New Hope for Multiple Sclerosis (MS) with Epidermal (Skin) Stem Cells

Multiple Sclerosis treatment with stem cells derived from the epidermis (skin)

To follow-up on medical breakthroughs via stem cell treatment from the previous post, Stanford University researchers have created cells from ordinary skin cells that could “rewrap” and protect nerve cells damaged in multiple sclerosis (MS), spinal cord injuries and other conditions.  The popular article was posted today, April 15th in the San Francisco Business Times.  The scientific research article can be found in the journal Nature Biotechnology.

This is monumental for those that are sufferers or have loved ones that suffer from MS.  I am an “empath” since my father suffered from a primary progressive form of MS.  Up until recently, the only available cutting edge techniques involved a combination of chemotherapy (see the many effects of chemo here:  effects of chemo) in junction with MS pharmaceuticals.  This was not an agreeable option for my father since MS left him with subpartial functionality of his limbs.   The magnitude of muscular functionality loss is dependent on the progression of the disease state in each individual.

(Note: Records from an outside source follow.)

PR #4753, opened 2020-12-01
Some US state flags

michaelblyons:


michaelblyons:
Possible tweak: DC flag is both `flag:type=regional` _and_ `flag:type=municipal`. If you'd prefer the latter, we can switch it.

1ec5:
I guess it depends on the context – whether it’s in a row of state flags or city flags. Some other flags also have types that depend on the context. But I suspect it’s more common to see the D.C. flag representing the district as such.

bhousel:
> Possible tweak: DC flag is both `flag:type=regional` _and_ `flag:type=municipal`

Let's go with `regional`.  It will probably eventually be a state.

Issue #6235, opened 2022-02-28
NTT is a brand, but what should we do by region?


blendy-map:
Hello.
Thank you for editing "operators/amenity/telephone.json".

After editing, I suddenly thought, "Isn't NTT (nippontelegraphandtelephone-8c2f5b) a brand managed by NTT East (nippontelegraphandtelephoneeest-8c2f5b) and NTT West (nippontelegraphandtelephonewest-8c2f5b)?"

It is said that in 1999, NTT's business was reorganized into a holding company structure and the business was transferred to wholly owned subsidiaries by region (NTT East Japan, NTT West Japan).

Therefore, it is necessary to rewrite the NTT item according to "brands/amenity/telephone.json" and separate the include of NTT East and NTT West.

I'm wondering if I should use GEOJSON for each prefecture when splitting the include statement, or GEOJSON for the jurisdiction of NTT East and NTT West.

### prefecture-split pattern
```json:prefecture-split.json
    {
      "displayName": "NTT東日本",
      "id": "nippontelegraphandtelephoneeest-8c2f5b",
      "locationSet": {"include": ["jp-tokyo.json","jp-nagano.json","jp-miyagi.json"]},
      "tags": {
        "amenity": "telephone",
        "operator": "東日本電信電話株式会社",
        "operator:en": "Nippon Telegraph and Telephone Eest",
        "operator:ja": "東日本電信電話株式会社",
        "operator:short": "NTT東日本",
        "operator:wikidata": "Q11527212",
        "operator:wikipedia": "ja:東日本電信電話"
      }
    },
```
### jurisdiction-split pattern
```json:jurisdiction-split.json
    {
      "displayName": "NTT東日本",
      "id": "nippontelegraphandtelephoneeest-8c2f5b",
      "locationSet": {"include": ["jp-ntt-east.json"]},
      "tags": {
        "amenity": "telephone",
        "operator": "東日本電信電話株式会社",
        "operator:en": "Nippon Telegraph and Telephone Eest",
        "operator:ja": "東日本電信電話株式会社",
        "operator:short": "NTT東日本",
        "operator:wikidata": "Q11527212",
        "operator:wikipedia": "ja:東日本電信電話"
      }
    },
```
I presented an example like this. (There is a misspelling "s/Eest/East/" in the original, but I will fix it later.)
Please let me know if there is any good way.

arch0345:
[...]

PR #6271, opened 2022-03-05
NTT is a brand

blendy-map:
#6235


arch0345:
Thanks @blendy-map! Yeah, I believe it's best to have their own geojsons since as you mentioned in the issue they span across multiple prefectures.

PR #6281, opened 2022-03-06
Greek and Turkish names for Bank of Cyprus

dmromanov:
Cyprus uses Greek and Turkish languages.

https://en.wikipedia.org/wiki/Bank_of_Cyprus

### DIFF
--- a/data/brands/amenity/bank.json
+++ b/data/brands/amenity/bank.json
@@ -1966,7 +1966,7 @@
         "brand:wikidata": "Q806678",
         "brand:wikipedia": "en:Bank of Cyprus",
         "name": "Bank of Cyprus",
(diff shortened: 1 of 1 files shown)


data/brands/amenity/bank.json
```diff
@@ -1965,7 +1965,9 @@
         "brand": "Bank of Cyprus",
         "brand:wikidata": "Q806678",
         "brand:wikipedia": "en:Bank of Cyprus",
-        "name": "Bank of Cyprus"
+        "name": "Bank of Cyprus",
+        "name:tr": "Kıbrıs Bankası"
```
LaoshuBaby, line 1969:
```suggestion
        "name:tr": "Kıbrıs Bankası",
```

PR #6265, opened 2022-03-04
Update Hong Kong Bus information

tommylung:
Add
- Bus
 NLB (嶼巴)
- Minibus
 Kowloon Green Minibus (九龍專綫小巴)

Update
- Bus
 KMB (九巴)
 LWB (龍運巴士)
 MTR Bus (港鐵巴士)
 Residents' Service (居民巴士)
- Minibus
 Hong Kong Island Green Minibus (香港島專綫小巴)
 New Territories Green Minibus (新界專綫小巴)

Delete
- Bus
 Cross-harbour Bus (過海隧道巴士)
 Hong Kong Island Bus (港島巴士)
 Kowloon & NT Bus (九龍及新界巴士)
 KMB & LW (九巴龍運)
 North Lantau External Bus (北大嶼山對外巴士)

PR #6283, opened 2022-03-06
Remove inappropriate `network=` in Hong Kong worsening bus route tags

Kovoschiz:
They are either official service classifications by the government (routes totally unrelated to each other), or route brandings. The HK community hasn't agreed on a standard tagging on them yet (due to slightly more complex company structures), so I would not complete the info at this moment. Priority is on stopping wrong  re-taggings urgently, as seen from https://osmcha.org/changesets/118155528 et al by the same new user editing basically correct KMB values to meaningless categories (those titles are wrong too --- They aren't the official names used).

I have difficulty understanding  #6265: What is being asked there? @tommylung @LaoshuBaby


tommylung:
Thanks for your research.

May I know where is the document about the standard tagging of Hong Kong's transports? I cannot find the document on OSM wiki. I think the new user just take the reference on other verified routes.

Kovoschiz:
> May I know where is the document about the standard tagging of Hong Kong's transports? I cannot find the document on OSM wiki. I think the new user just take the reference on other verified routes.

The Hong Kong page on HK is not very updated or reviewed. We had some small debates in changesets and Discord in the past, especially concerning how to tag KMB & LWB and Ctb & NWFB (one reason I left it untouched for now).

tommylung:
For example: 
[KMB 48X](https://www.openstreetmap.org/relation/13895715)
- [KMB Bus 48X (Bayview Garden → Wo Che)](https://www.openstreetmap.org/relation/13895700)
- [KMB Bus 48X (Wo Che → Bayview Garden)](https://www.openstreetmap.org/relation/5838583)

May I know this new user followed the standard tagging for Hong Kong?

Kovoschiz:
Can you read your Discord? I message you some info.

arch0345:
As @LaoshuBaby mentioned, these entries will get readded every time someone runs the `npm run build` script. This is because we collect common networks (used 10 or more times) from the planet each week. These should either get added to as one of the `matchNames` for another entry or get added to the `named` `exclude` list at the top of the file. With the exception of Long Win Bus, these entries won't be seen in iD as only entries with a linked Wikidata item get an iD preset.

Kovoschiz:
Thanks for explaining here. I will see what I can do.

Kovoschiz:
Await more general consensus on tagging

PR #6286, opened 2022-03-07
Fixed Chinese problem on Hong Kong banks

tommylung:
Fixed Chinese problem on Hong Kong banks.


LaoshuBaby:
I also have a certain responsibility, because I actually havent found this problem
😱
Thank you!

PR #6287, opened 2022-03-07
Add local zone

Mannivu:
I've added local .geojson to better locate potential BBC Roma banks.


arch0345:
Thanks for adding these geojsons, however, I recommend drawing these by hand instead with geojson.io using the polygon tool as suggested in this [wiki article](https://github.com/osmlab/name-suggestion-index/wiki/Feature-Files) since we try to use as few points as possible, see https://github.com/osmlab/name-suggestion-index/issues/4784#issuecomment-742003434. There's no strict limit, but I would try to use at less than 100 points per geojson.

arch0345:
Thanks for adding these geojsons, however, I recommend drawing these by hand instead with geojson.io using the polygon tool as suggested in this [wiki article](https://github.com/osmlab/name-suggestion-index/wiki/Feature-Files) since we try to use as few points as possible, see https://github.com/osmlab/name-suggestion-index/issues/4784#issuecomment-742003434. There's no strict limit, but I would try to use at less than 100 points per geojson.

Mannivu:
@arch0345 I've updated simplified version of the geojsons. I hope they are fine.

arch0345:
Thanks @Mannivu!

PR #6293, opened 2022-03-09
Update wastewater_plant.json

zymurgic:
United Utilities had a mis-spelt listing. Added the wikidata link to the correct one and removed the mis-spelt listing.


arch0345:
Thanks for catching this @zymurgic!

PR #6299, opened 2022-03-12
Add Eastern Bank

zyphlar:


UKChris-osm:
Hi @zyphlar and thanks for this PR.

Is Eastern Bank only available within Massachusetts? If so, you can use the location “us-ma.geojson” to restrict it to the local area!

zyphlar:
It has at least a few locations in New Hampshire, though I wasn't able to confirm if it has any outside those two states. However, they do have a US Trademark on "Eastern Bank" so any similar bank would have to use other words in full, like "Eastern National Bank" or "Eastern Bank of Florida" to avoid a lawsuit. https://en.wikipedia.org/wiki/Eastern_Bank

The published research is ground-breaking for several reasons.  It will allow patients to use their own skin stem cells  to treat the demyelinated oligodendrocytes (see explanation below).  The treatment by one’s own skin stem cells will by-pass the need for immunosuppression and this research could produce cell therapy in as little as three weeks.  Dr. Marius Wernig, offers encouraging words when asked about the abundant amount of research focused on myelin:  “I think that these myelinating cells — or oligodendrocyte precursor cells, or OPCs — have a high chance of working after transplantation.”

Figure: Confocal visualization of central protein in myelin (PLP) in cultivated oligodendrocytes with an EGFP-tag (in yello-green) and an intracellular marker (in red).
Figure: Confocal visualization of central protein in myelin in cultivated oligodendrocytes with an EGFP-tag (in yello-green) and an intracellular marker (in red).

Oligodendrocytes are the myelinating cells of the central nervous system (CNS). They are the end product of a cell lineage which has to undergo a complex and precisely timed program of proliferation (rapid increase in numbers), migration, differentiation, and myelination to finally produce the insulating sheath of axons.  This insulating sheath (myelin) is important for the rapid conduction of electrical nerve impulses, which allows the neural signals to be efficiently sent and received.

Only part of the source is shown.